7.14. Plum blossom poles are a Kung Fu training technique, consisting of ${\displaystyle n}$ large posts partially sunk into the ground, with each pole ${\displaystyle p_{i}}$ at position ${\displaystyle (x_{i},y_{i})}$. Students practice martial arts techniques by stepping from the top of one pole to the top of another pole. In order to keep balance, each step must be more than ${\displaystyle d}$ meters but less than ${\displaystyle 2d}$ meters. Give an efficient algorithm to find a safe path from pole ${\displaystyle p_{s}}$ to ${\displaystyle p_{t}}$ if it exists.

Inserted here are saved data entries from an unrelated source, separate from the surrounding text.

PR #4603, opened 2024-01-10
O4b idq offline update

maxtrevor:
This is a rework of the entire offline dq workflow
The goals of this rework are to
- Simplify the code and logical structure of the workflow
- Allow for reweighting of triggers in a window around autogated times
- Re-implement the dq ranking statistic in a way that simplifies future use in low-latency


tdent:
Some comments/requests before really starting review ..

Concerning the content of changes I am dubious whether 'future use in low latency' belongs in this PR. Are you developing that in parallel? If so could the changes related to low latency idq be put in that development branch, not this one?  It is preferable for a single PR to deal with no more than a single conceptual change or improvement, possibly in addition to restructuring, this one seems to contain one and a half improvements or more (add gating segments, restructuring, plus some fraction of low latency idq development). 

The diff to stat.py is very large and much of it is whitespace before `# pylint` comments.  This is unnecessarily hard to read and review. Can you remove all whitespace changes from stat.py please so that we can focus on the functional changes.  Also, in some places it seems you have removed inline explanatory comments from stat.py code (eg the exp fit stat class), I think this is undesirable - can the comments be reinstated or edited appropriately please.

tdent:
Ah, I guess I'd also like to know if these changes include the ability to use idq segments shorter than 1s as we have discussed a few times

maxtrevor:
> Ah, I guess I'd also like to know if these changes include the ability to use idq segments shorter than 1s as we have discussed a few times

That feature is included in this change. I knew there was a feature I forgot to mention in the description.

maxtrevor:
> Some comments/requests before really starting review ..
> 
> The diff to stat.py is very large and much of it is whitespace before `# pylint` comments. This is unnecessarily hard to read and review. Can you remove all whitespace changes from stat.py please so that we can focus on the functional changes. Also, in some places it seems you have removed inline explanatory comments from stat.py code (eg the exp fit stat class), I think this is undesirable - can the comments be reinstated or edited appropriately please.

These changes have been reverted

tdent:
Ah, good, you can edit the description to also mention the sub-second aspect. 

Looking at where the description mentions low latency in more detail, I guess it's OK to have a change to dq stat implementation in this PR if it is just reworking / rearranging of the previous calculation and does not _add_ functionality that is specific to low latency (ie not used in offline).  But it does look like you have put in a bit of that, eg allowing for different hdf file formats? 
If it's not a huge disruption of this PR, could the changes in functionality be restricted to what is needed for offline?

maxtrevor:
> Ah, good, you can edit the description to also mention the sub-second aspect.
> 
> Looking at where the description mentions low latency in more detail, I guess it's OK to have a change to dq stat implementation in this PR if it is just reworking / rearranging of the previous calculation and does not _add_ functionality that is specific to low latency (ie not used in offline). But it does look like you have put in a bit of that, eg allowing for different hdf file formats? If it's not a huge disruption of this PR, could the changes in functionality be restricted to what is needed for offline? (Maybe you already did that but I haven't re-read the diffs in detail.)

I have edited the description.

The LL specific features have been removed, to be added in a future PR with some other LL machinery. The remaining changes to the dq stat are for compatibility with the changes in the workflow, but create a statistic that should be mathematically equivalent to the previous version.

spxiwh (commented):
So I've looked over the changes and I'm happy that there's nothing here that would affect any code other than the DQ code, that the changes seem stylistically good, and the checks etc. pass. Some minor comments are left.

However, there's a lot of DQ code being altered, and I hadn't followed what it did prior to this. What checks have you done to convince yourself that these changes haven't affected anything and that this code is now doing what you want?

maxtrevor:
> However, there's a lot of DQ code being altered, and I hadn't followed what it did prior to this. What checks have you done to convince yourself that these changes haven't affected anything and that this code is now doing what you want?

I have an offline run that has been testing the changes. All of the dq workflow jobs, and coinc and sngl jobs have compelted, but the followups failed out over the weekend. I restarted the workflow this morning so hopefully they will complete this time.

I'm happy to make the other changes requested later today

pycbc/workflow/dq.py
```diff
@@ -22,183 +22,122 @@
...
+    output_labels = []
+    if not tags:
+        tags = []
+
+    dq_labels = workflow.cp.get_subsections('workflow-data_quality')
+    dq_labels = numpy.array(dq_labels)
+
+    dq_types = numpy.array([workflow.cp.get_opt_tags(
+            'workflow-data_quality', 'dq-type', [dq_label])
+            for dq_label in dq_labels])
```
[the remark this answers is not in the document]
maxtrevor: A few lines later I use a boolean array as a mask to extract dq files associates with each ifo. It needs to be an array for a boolean mask to work

pycbc/workflow/dq.py
```diff
@@ -22,183 +22,122 @@
...
+            'workflow-data_quality', 'dq-name', [dq_label])
+            for dq_label in dq_labels])
+
+    ifos = numpy.unique(dq_ifos)
+
+    for ifo in ifos:
+        # FIXME : make this able to take multiple dq files per ifo
+
+        # get the dq label, type, and name for this ifo
+        mask = numpy.array([ifo == dq_ifo for dq_ifo in dq_ifos])
```
tdent, line 91: does `mask = (dq_ifos == ifo)` not work?

pycbc/workflow/dq.py
```diff
@@ -22,183 +22,122 @@
...
     make_analysis_dir(output_dir)
-    output = FileList()
-    if tags:
+    output_files = FileList()
+    output_labels = []
+    if not tags:
+        tags = []
+
+    dq_labels = workflow.cp.get_subsections('workflow-data_quality')
+    dq_labels = numpy.array(dq_labels)
```
tdent, line 73: I can't help thinking that the block of code from here up to line 96 or so would be easier to read and manipulate by using a dict keyed on dq_labels, and by looping over keys, rather than doing several list comprehensions over the same array (`... for dq_label in dq_labels`).

pycbc/workflow/dq.py
maxtrevor: This works

pycbc/workflow/dq.py
```diff
@@ -22,183 +22,122 @@
...
+
+    ifos = numpy.unique(dq_ifos)
+
+    for ifo in ifos:
+        # FIXME : make this able to take multiple dq files per ifo
+
+        # get the dq label, type, and name for this ifo
+        mask = numpy.array([ifo == dq_ifo for dq_ifo in dq_ifos])
+        assert numpy.sum(mask) > 0, f"Received no dq files for {ifo}"
+        assert numpy.sum(mask) < 2, f"Received more than one dq file for {ifo}"
```
tdent, line 93: FWIW if your mask has exactly 1 true value it's equivalent to an index, python `index` or numpy.where will give it

pycbc/workflow/dq.py
```diff
@@ -22,183 +22,122 @@
...
+    ifos = set(dq_ifos)
+
+    for ifo in ifos:
+        # FIXME : make this able to take multiple dq files per ifo
+
+        # get the dq label, type, and name for this ifo
+        mask = (dq_ifos == ifo)
+        assert numpy.sum(mask) > 0, f"Received no dq files for {ifo}"
+        assert numpy.sum(mask) < 2, f"Received more than one dq file for {ifo}"
+        dq_label = str(dq_labels[mask][0])
```
tdent, line 94: comment on why `str` is needed ?

pycbc/workflow/dq.py
maxtrevor: So that is true for now. I do plan to expand this code in the future to support using multiple dq files per ifo and was trying to plan for that, but I'm happy to make this just use an index for now

pycbc/workflow/dq.py
maxtrevor: Numpy converts it to some kind of numpy specific string format that pegasus doesn't like. If I don't use arrays, this won't be necessary

pycbc/workflow/dq.py
```diff
@@ -22,183 +22,118 @@
...
+
+    ifos = set(dq_ifos.values())
+
+    for ifo in ifos:
+        # get the dq label, type, and name for this ifo
+        ifo_dq_labels = [dql for dql in dq_labels if (dq_ifos[dql] == ifo)]
+        assert len(ifo_dq_labels) < 2, f"Received multiple dq files for {ifo}"
+        dq_label = ifo_dq_labels[0]
+        dq_name = dq_names[dq_label]
+        dq_type = dq_types[dq_label]
```
maxtrevor, line 92: @tdent @spxiwh I redid this section of code to avoid using numpy arrays

bin/all_sky_search/pycbc_bin_templates
```diff
@@ -0,0 +1,54 @@
...
+        'spin2z': bank['spin2z'][:],
+        'f_lower': np.ones_like(bank['mass1'][:]) * args.f_lower
+        }
+
+    bin_dict = background_bin_from_string(args.background_bins, data)
+    bin_names = [b.split(':')[0] for b in args.background_bins]
+
+logging.info('Writing bin template ids to file')
+with h5.File(args.output_file, 'w') as f:
+    ifo_grp = f.create_group(args.ifo)
```
tdent, line 48: This is fine, maybe it would be an improvement to record the binning settings via the output file attrs? Or at least the f-lower and background-bin settings could be recorded

bin/all_sky_search/pycbc_bin_trigger_rates_dq
```diff
@@ -103,108 +109,103 @@ logging.info("Applying %s > %.3f cut", args.sngl_ranking,
...
+
+# get analysis segments
+analysis_segs = select_segments_by_definer(
+    args.analysis_segment_file,
+    segment_name=args.analysis_segment_name,
+    ifo=ifo)
+
+
+# utility function to compute segment list durations
+def segs_duration(segs):
```
tdent, line 131: I don't think this is needed, segs.abs() should do the same calculation - see https://git.ligo.org/lscsoft/ligo-segments/-/blob/master/ligo/segments/__init__.py#L579

bin/all_sky_search/pycbc_bin_trigger_rates_dq
```diff
@@ -103,108 +109,103 @@ logging.info("Applying %s > %.3f cut", args.sngl_ranking,
...
+        bin_grp['tids'] = bin_tids
+
+        # get the dq states of the triggers in this bin
+        inbin = np.isin(tmplt_ids, bin_tids)
+        trig_times_bin = trig_times[inbin]
+        trig_states = np.array([dq_state_at_time(t) for t in trig_times_bin])
+
+        # calculate the dq rates in this bin
+        dq_rates = np.zeros(3, dtype=np.float64)
+        for state in [0, 1, 2]:
```
tdent, line 195: I think it's nicer to do `for state, segs in dq_state_segs_dict.items()` and then `frac_dt = segs.abs() / livetime` as per my other comment

bin/all_sky_search/pycbc_bin_trigger_rates_dq
```diff
@@ -75,6 +71,19 @@ with HFile(args.trig_file, 'r') as trig_file:
     data_mask = np.zeros(n_triggers_orig, dtype=bool)
     data_mask[idx] = True
 
+    # also get the gated times while we have the file open
+    gate_times = []
+    if args.gating_windows:
+        logging.info('Getting gated times')
+        try:
+            gating_key = f'{ifo}/gating'
```
tdent, line 79: I'm not seeing why the variable `gating key` is needed, does something bad happen if you just go directly to `gating_types = trig_file[f'{ifo}/gating'].keys()` ?

tdent (changes requested):
Looks generally OK, see a few suggested improvements / simplifications

tdent:
For my education, and as a prelude to review, can you give me a run down of how the information about gating times and windows (or equivalently the set of gated segments) gets from the trigger files to the statistic calculation?

bin/all_sky_search/pycbc_bin_templates
maxtrevor: f-lower and background-bin arguments are now saved in the file attrs

maxtrevor:
@tdent I incorporated your newest round of comments, will write up the answer to your question in a bit

bin/all_sky_search/pycbc_bin_trigger_rates_dq
```diff
@@ -103,108 +108,95 @@ logging.info("Applying %s > %.3f cut", args.sngl_ranking,
...
+            dq_rates[state] = frac_eff / frac_dt
+        bin_grp['dq_rates'] = dq_rates
+
+    # save dq state segments
+    for dq_state, segs in dq_state_segs_dict.items():
+        name = f'dq_state_{dq_state}'
+        dq_grp = all_dq_grp.create_group(name)
+        starts, ends = segments_to_start_end(segs)
+        dq_grp['segment_starts'] = starts
+        dq_grp['segment_ends'] = ends
```
maxtrevor, line 198: Segments corresponding to each state are saved by this block of code

pycbc/events/stat.py
```diff
@@ -2061,38 +2055,70 @@ def assign_dq_val(self, key):
...
+            dq_state_segs_dict = {}
+            for k in ifo_grp['dq_segments'].keys():
+                seg_dict = {}
+                seg_dict['start'] = \
+                    ifo_grp[f'dq_segments/{k}/segment_starts'][:]
+                seg_dict['end'] = \
+                    ifo_grp[f'dq_segments/{k}/segment_ends'][:]
+                dq_state_segs_dict[k] = seg_dict
+
+        return dq_state_segs_dict
```
maxtrevor, line 2083: Segments are read in during stat initialization using this method

pycbc/events/stat.py
```diff
@@ -2107,12 +2133,28 @@ def lognoiserate(self, trigs):
...
+            # Should be exactly one ifo provided
+            ifo = unq[0]
+
+        dq_state = self.find_dq_state_by_time(ifo, trigs['end_time'][:])
+        dq_rate = self.find_dq_noise_rate(trigs, dq_state)
+
         logr_n = ExpFitFgBgNormStatistic.lognoiserate(
                     self, trigs)
-        logr_n += self.find_dq_val(trigs)
+        logr_n += numpy.log(dq_rate)
```
maxtrevor, line 2157: When calculating the log of the noiserate for a trigger, the code determines the dq state of each trigger (which set of segments it fell into out of clean, dq_flag, or gated) and then looks up the appropriate trigger rate adjustment, which depends on the triggers' ifo, template, and dq state

maxtrevor (commented):
@tdent
Here is short self-review to explain how segments are passed to the stat and applied to downweight triggers

GarethCabournDavies (commented):
A couple of minor points that i noticed about this

pycbc/events/stat.py
```diff
@@ -2107,12 +2133,29 @@ def lognoiserate(self, trigs):
...
+
+        try:
+            # works in offline
+            ifo = trigs.ifo
+        except AttributeError:
+            ifo = trigs['ifo']
+            unq = numpy.unique(ifo)
+            assert len(unq) == 1
+            # Should be exactly one ifo provided
+            ifo = unq[0]
```
tdent, line 2150: is this equivalent to `ifo = ifo[0]` ? 
If so, it is probably simpler not to introduce a new variable .. ie `assert len(numpy.unique[ifo]) == 1` then `ifo = ifo[0]`

maxtrevor:
> To satisfy my curiosity, what piece of code previously did the truncation of the DQ penalty below 0?
> 
> I see `dq_val[i] = max(dq_val[i], val)` in the old code but I'm not sure how to parse what this is (was) doing.

https://github.com/gwastro/pycbc/blob/master/bin/all_sky_search/pycbc_rerank_dq#L75 was responsible for applying the truncation previously. That whole executable was cut as part of simplifying the workflow.

The line you were looking at was handling the case of having multiple dq products for one ifo, it would loop over the dq products, find the dq trigger rate penalty for each and only keep the largest penalty. This was never actually used in production.

tdent (approved):
Seems OK from my point of view, not sure why tests would be failing

maxtrevor:
> Seems OK from my point of view, not sure why tests would be failing

Looks like the test suite is failing to get some files from gwosc that it needs

bin/workflows/pycbc_make_offline_search_workflow
```diff
@@ -560,7 +560,8 @@ for ifo in ifo_bins:
     background_bins = workflow.cp.get_opt_tags(
         'bin_templates', 'background-bins', tags=[ifo])
     wf.make_template_plot(workflow, hdfbank, rdir['data_quality'],
-                          bins=background_bins, tags=[ifo, 'dq_bins'])
+                          bins=background_bins,
+                          tags=[ifo, 'dq_bins']+bank_tags)
```
tdent, line 564:
```suggestion
                          tags=[ifo, 'dq_bins'] + bank_tags)
```
PEP 8

bin/plotting/pycbc_plot_dq_flag_likelihood
```diff
@@ -24,45 +26,60 @@ pycbc.init_logging(args.verbose)
...
+for n, dqstate_name in dq_states.items():
+    dq_rates = numpy.array(
+        [ifo_grp['bins'][b]['dq_rates'][n] for b in bin_names])
+    dq_rates = numpy.maximum(dq_rates, 1)
+    logrates = numpy.log(dq_rates)
+
+    ymax = max(ymax, numpy.max(dq_rates))
 
-yticks = ax.get_yticks()
+    offset = width*(n-1)
```
tdent, line 63:
```suggestion
    offset = width * (n - 1)
```
PEP8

7.15. You are planning the seating arrangement for a wedding given a list of guests, ${\displaystyle V}$. For each guest ${\displaystyle g}$ you have a list of all other guests who are on bad terms with them. Feelings are reciprocal: if ${\displaystyle h}$ is on bad terms with ${\displaystyle g}$, then ${\displaystyle g}$ is on bad terms with ${\displaystyle h}$. Your goal is to arrange the seating such that no pair of guests sitting at the same table are on bad terms with each other. There will be only two tables at the wedding. Give an efficient algorithm to find an acceptable seating arrangement if one exists.

### Algorithm Design

7.16. The square of a directed graph ${\displaystyle G=(V,E)}$ is the graph ${\displaystyle G^{2}=(V,E^{2})}$ such that ${\displaystyle (u,w)\in E^{2}}$ iff there exists ${\displaystyle v\in V}$ such that ${\displaystyle (u,v)\in E}$ and ${\displaystyle (v,w)\in E}$; i.e., there is a path of exactly two edges from ${\displaystyle u}$ to ${\displaystyle w}$.
Give efficient algorithms for both adjacency lists and matrices.

7.17. A vertex cover of a graph ${\displaystyle G=(V,E)}$ is a subset of vertices ${\displaystyle V'}$ such that each edge in ${\displaystyle E}$ is incident on at least one vertex of ${\displaystyle V'}$.
(a)Give an efficient algorithm to find a minimum-size vertex cover if ${\displaystyle G}$ is a tree.
(b)Let ${\displaystyle G=(V,E)}$ be a tree such that the weight of each vertex is equal to the degree of that vertex. Give an efficient algorithm to find a minimum-weight vertex cover of ${\displaystyle G}$.
(c)Let ${\displaystyle G=(V,E)}$ be a tree with arbitrary weights associated with the vertices. Give an efficient algorithm to find a minimum-weight vertex cover of ${\displaystyle G}$.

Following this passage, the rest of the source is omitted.